There are a few required environment variables that do not have default values that must be configured when deploying a node. Some of these required environment variables are secrets, so they should not be shared or made public:

EPIVAR_NODE_BASE_URL=https://my-node-url.example.org
EPIVAR_SESSION_SECRET=some-long-secret-value-do-not-share-me
POSTGRES_PASSWORD=my-secure-password
EPIVAR_PG_CONNECTION=postgresql://postgres:my-secure-password@epivar-db:5432/postgres

Notes

  • EPIVAR_NODE_BASE_URL should not have a trailing slash, nor the /api suffix even though API endpoints are off of this suffix.

  • These environment variables can either be configured in a .env file and attached to a Docker Compose container via the env_file directive attached to both the EpiVar server container and the Postgres container, or put into the environment directive in the Compose file directly - EPIVAR_SESSION_SECRET and EPIVAR_PG_CONNECTION are for the EpiVar server container, and POSTGRES_PASSWORD is for the Postgres container. Either way, make sure not to commit them to any public repository.

  • Several other configuration options are available, and documented in commented code, in the /envConfig.js file.

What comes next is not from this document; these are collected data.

PR #779, opened 2026-09-07
Fix microphone checks, summary progress, and Start button layout [skip ci]

athulchandroth:
## Description

Fix three recording and summary issues:

- Add a microphone callback check to both macOS recording-start paths. A failed probe prevents recording from starting and returns an error to the existing UI.
- Restore summary generation status and reconnect polling when returning to a meeting. Preserve regeneration and cancellation behavior, prevent stale responses from affecting another meeting or a newly resumed poll, and avoid replaying historical completion notifications.
- Remove the homepage entrance animation whose transform changed the fixed recording controls' positioning reference and caused the Start button to jump.

## Related Issue

No linked issue.

## Type of Change

- [x] Bug fix

## Testing

- [x] All tests pass

`bun test tests`: 29 passed, 0 failed, including 12 React lifecycle regression tests with mocked IPC. Application-source TypeScript checking and scoped diff checks pass.

`cargo check --locked --offline` is blocked by a missing generated Tauri permissions file (`app_hide.toml`) referenced through a stale build-cache path from an old checkout. Rust compilation and native desktop behavior are not verified. Full TypeScript checking also encounters missing `bun:test` declarations in the existing test setup; the passing check covers application sources.

### Manual test cases

| Case | Steps | Expected result |
| --- | --- | --- |
| Fresh microphone permission (macOS) | Quit Meetily. Run `tccutil reset Microphone com.meetily.ai` to remove its microphone permission entry completely; disabling the toggle is insufficient. Reopen the app, start recording, and allow access when prompted. | macOS requests microphone access, and recording starts with microphone audio after access is allowed. |
| Summary progress after navigation | Generate a summary, navigate away, and return while generation is active; wait for completion. Repeat when regenerating an existing summary. | Loading remains visible after returning, the summary updates on completion, and existing content is preserved during regeneration. |
| Stop summary after navigation | Start summary generation, navigate away and back, then select Stop. | The active generation is cancelled and the loading state clears. |
| Home recording controls | Repeatedly navigate to Home with the sidebar expanded and collapsed, then start and stop a recording. | The Start button does not jump when Home opens, and recording controls remain usable. |

## Documentation

- [x] No documentation needed

## Checklist

- [x] Self-reviewed the code
- [x] No merge conflicts

## Additional Notes

The microphone check intentionally uses the default input device and accepts the first callback without inspecting sample content. System-audio silence detection is outside this PR. The summary navigation issue and homepage animation issue predate the microphone change.

The test renderer and its types are development-only dependencies; existing dependency resolutions are unchanged. No screenshots were captured.

### DIFF
--- a/frontend/package.json
+++ b/frontend/package.json
@@ -103,9 +103,11 @@
         "@types/node": "^20",
         "@types/react": "^18.3.18",
         "@types/react-dom": "^18.3.5",
+        "@types/react-test-renderer": "18.3.1",
         "autoprefixer": "^10.0.1",
         "concurrently": "^8.2.2",
         "postcss": "^8",
+        "react-test-renderer": "18.3.1",
         "tailwindcss": "^3.4.1",
         "typescript": "^5.7.2",
         "wait-on": "^7.2.0"
--- a/frontend/pnpm-lock.yaml
+++ b/frontend/pnpm-lock.yaml
@@ -198,6 +198,9 @@ importers:
       '@types/react-dom':
         specifier: ^18.3.5
         version: 18.3.7(@types/react@18.3.28)
+      '@types/react-test-renderer':
+        specifier: 18.3.1
+        version: 18.3.1
       autoprefixer:
         specifier: ^10.0.1
         version: 10.5.0(postcss@8.5.14)
@@ -207,6 +210,9 @@ importers:
       postcss:
         specifier: ^8
         version: 8.5.14
+      react-test-renderer:
+        specifier: 18.3.1
+        version: 18.3.1(react@18.3.1)
       tailwindcss:
         specifier: ^3.4.1
         version: 3.4.19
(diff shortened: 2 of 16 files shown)


safvanatzack:
Thanks @athulchandroth for putting this together. I did a fresh review after updating the comparison base to the current `devtest` tip at `82d9cb3`.

The summary restoration and request-ownership work looks solid, the Home animation removal is narrowly scoped, and the updated VAD changes from `devtest` remain intact in the projected merge.

I found two items to address:

1. **Bluetooth wake ordering**
   - Both new macOS microphone probes run before `RecordingManager::start_recording` at `recording_commands.rs:290-301` and `477-486`.
   - The probe fails after five seconds without a callback, but the existing manager wake at `recording_manager.rs:275-300` is specifically intended to restore callbacks from a cold Bluetooth route that may otherwise remain silent for 60 to 90 seconds.
   - This can report a false permission failure before the wake has a chance to run, affecting both recording-start routes.
   - Please move the probe after the existing non-fatal output wake and before `start_streams`, while preserving selected-output resolution and the no-microphone system-audio-only fallback.

2. **Sidebar permission guidance**
   - The native preflight returns actionable System Settings guidance, but both sidebar catches at `useRecordingStart.ts:261-269` and `356-363` replace it with `Failed to start recording. Check console for details.`
   - The stored status message is not rendered, so users starting from the sidebar do not receive the recovery instructions shown by the manual control.
   - Please surface `errorMsg` in both non-race sidebar failures or reuse the existing device-error presentation. The `already in progress` handling should remain unchanged.

I also adversarially checked the proposed F32 callback concern and did not retain it: CoreAudio accepts the requested F32 client stream and converts the physical PCM format.

Could you address the Bluetooth ordering issue before merge and include the sidebar guidance fix in this PR? Thanks again for the careful lifecycle work.

Issue #775, opened 2026-09-07
fix(audio): surface final VAD and transcription send failures


safvanatzack:
## Problem

The live shutdown path can lose the final transcript segment while still reporting a successful pipeline flush.

`AudioPipeline::flush_remaining_audio` logs and suppresses both:

- `ContinuousVadProcessor::flush()` failures;
- failure to send the final `AudioChunk` after the transcription consumer has exited.

`AudioPipelineManager::stop` and `RecordingManager::stop_streams_and_force_flush` also convert or log terminal pipeline failures without returning a transcription-incomplete outcome.

Normal model-initialization and provider failures already emit `transcription-error`, so this issue is specifically about VAD runtime failures and unexpected consumer exits after initialization.

## User impact

The WAV recording may complete successfully while the live transcript is incomplete. The user is not told that final transcription degraded and receives no direct recovery instruction.

## Reachability and evidence

- Final VAD/send handling: `frontend/src-tauri/src/audio/pipeline.rs:932-970`
- Pipeline task result suppression: `frontend/src-tauri/src/audio/pipeline.rs:1042-1057`
- Recording-manager suppression: `frontend/src-tauri/src/audio/recording_manager.rs:355-374`
- Existing transcription error UI: `frontend/src/components/RecordingControls.tsx:275-309`

The mechanism was confirmed by source inspection. Production frequency has not been established through fault injection, so this should preserve recording rather than treating every transcription degradation as fatal.

## Acceptance criteria

1. A final VAD failure or failed final transcription send produces a caller-visible `transcription incomplete` or `transcription degraded` outcome.
2. WAV recording cleanup and persistence still complete when recoverable.
3. The meeting records enough state to tell the user that retranscription from saved audio is available.
4. A closed consumer does not cause repeated futile sends or duplicate user notifications.
5. Fault-injection coverage exercises both final VAD failure and final channel-send failure.
6. Existing model-initialization and provider error behavior remains unchanged.

## References

- Reviewer finding: https://github.com/Zackriya-Solutions/meetily/pull/771#issuecomment-5568522226
- Independent reachability and attribution follow-up: https://github.com/Zackriya-Solutions/meetily/pull/771#issuecomment-5569666733
- Related PR: https://github.com/Zackriya-Solutions/meetily/pull/771

PR #780, opened 2026-09-07
fix(vad): surface final VAD flush and transcription-send failures (#775)

Hus-Mek:
## Summary

Fixes the reliability gap identified in the #679 VAD follow-up review: the forced final flush silently reports success when the VAD processor errors, or when the transcription consumer has exited and the final segment send fails. This hides an incomplete transcript and marks a truncated meeting as clean. Relates to #775.

## Change

In `flush_remaining_audio`:

- A failed final-segment `transcription_sender.send(...)` now propagates as an error instead of logging a warning and continuing.
- A failed VAD `flush()` now returns `Err` instead of logging and returning `Ok`.

Both failures now reach the recording workflow so it can flag the meeting as incomplete and recoverable from the saved audio.

## Test evidence

`cargo check --lib` passes on the branch (no warnings from this change). Full application runtime was not exercised; the two error paths are verified by source inspection as the review thread described.

## Notes

The forced-final-segment truncation (the timestamp/prefix part of the original review) is being handled separately in #771/#773; this PR is scoped to surfacing flush and send failures only (#775).

### DIFF
--- a/frontend/src-tauri/src/audio/pipeline.rs
+++ b/frontend/src-tauri/src/audio/pipeline.rs
@@ -919,11 +919,11 @@ impl AudioPipeline {
                             device_type: DeviceType::Microphone,
                         };
 
-                        if let Err(e) = self.transcription_sender.send(transcription_chunk) {
-                            warn!("Failed to send final VAD segment: {}", e);
-                        } else {
-                            self.chunk_id_counter += 1;
-                        }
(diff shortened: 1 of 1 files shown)


safvanatzack:
Thank you for tackling the final VAD flush and transcription-send failure paths. This is useful work, and we’ll take a closer look at the approach and share any questions or feedback during the review.

PR #93, opened 2015-07-24
Let users specify synopsis as parameter to CLI

dshiga:
Previously, trying to push a method with the CLI would open an editor, requiring the user to type in a synopsis for every push. Now you can optionally specify it as a parameter, which makes for less typing.


vivster7:
:+1:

A lot of the default values here match how the Docker container is configured, especially the filesystem path options, so change with caution.

Starting the server

Assuming you have set up a Docker Compose file, similar to the one we provide as an example, you can start the node using the following command:

docker compose up -d

Importing data

First, import the assembly gene list and gene-peak association data into the database using the following command:

docker compose exec -i epivar-server node ./scripts/import-genes.mjs < ./input-files/flu-infection-gene-peaks.csv

Then, import peaks and pre-computed peak matrix values into the database using the following command:

docker compose exec epivar-server node ./scripts/import-peaks.js

Note: This will take a while.

Then, calculate summary data for the peaks:

# Aggregate data for peaks grouped by SNP and gene, used for autocomplete:
docker compose exec epivar-server node ./scripts/calculate-peak-groups.mjs

# Used to generate Manhattan plots for chromosome/assay pairs, binned by SNP position:
docker compose exec epivar-server node ./scripts/calculate-top-peaks.mjs

Finally, ensure the cache is clear in case any values have been added accidentally during data ingestion, or are remaining from prior data ingestions:

docker compose exec epivar-server node ./scripts/clear-cache.js

Joining the EpiVar Browser federation

In order to connect an EpiVar node to the EpiVar Browser portal, the node must be publicly accessible with a valid HTTPS certificate and a reverse proxy passing traffic to the EpiVar server (the configuration of which is out of scope for this guide.)

Then, contact us at epivar@computationalgenomics.ca, including information about your node, your dataset, and including the domain name + path of your instance, and we will decide whether to include your node in the list of nodes available in the EpiVar Browser.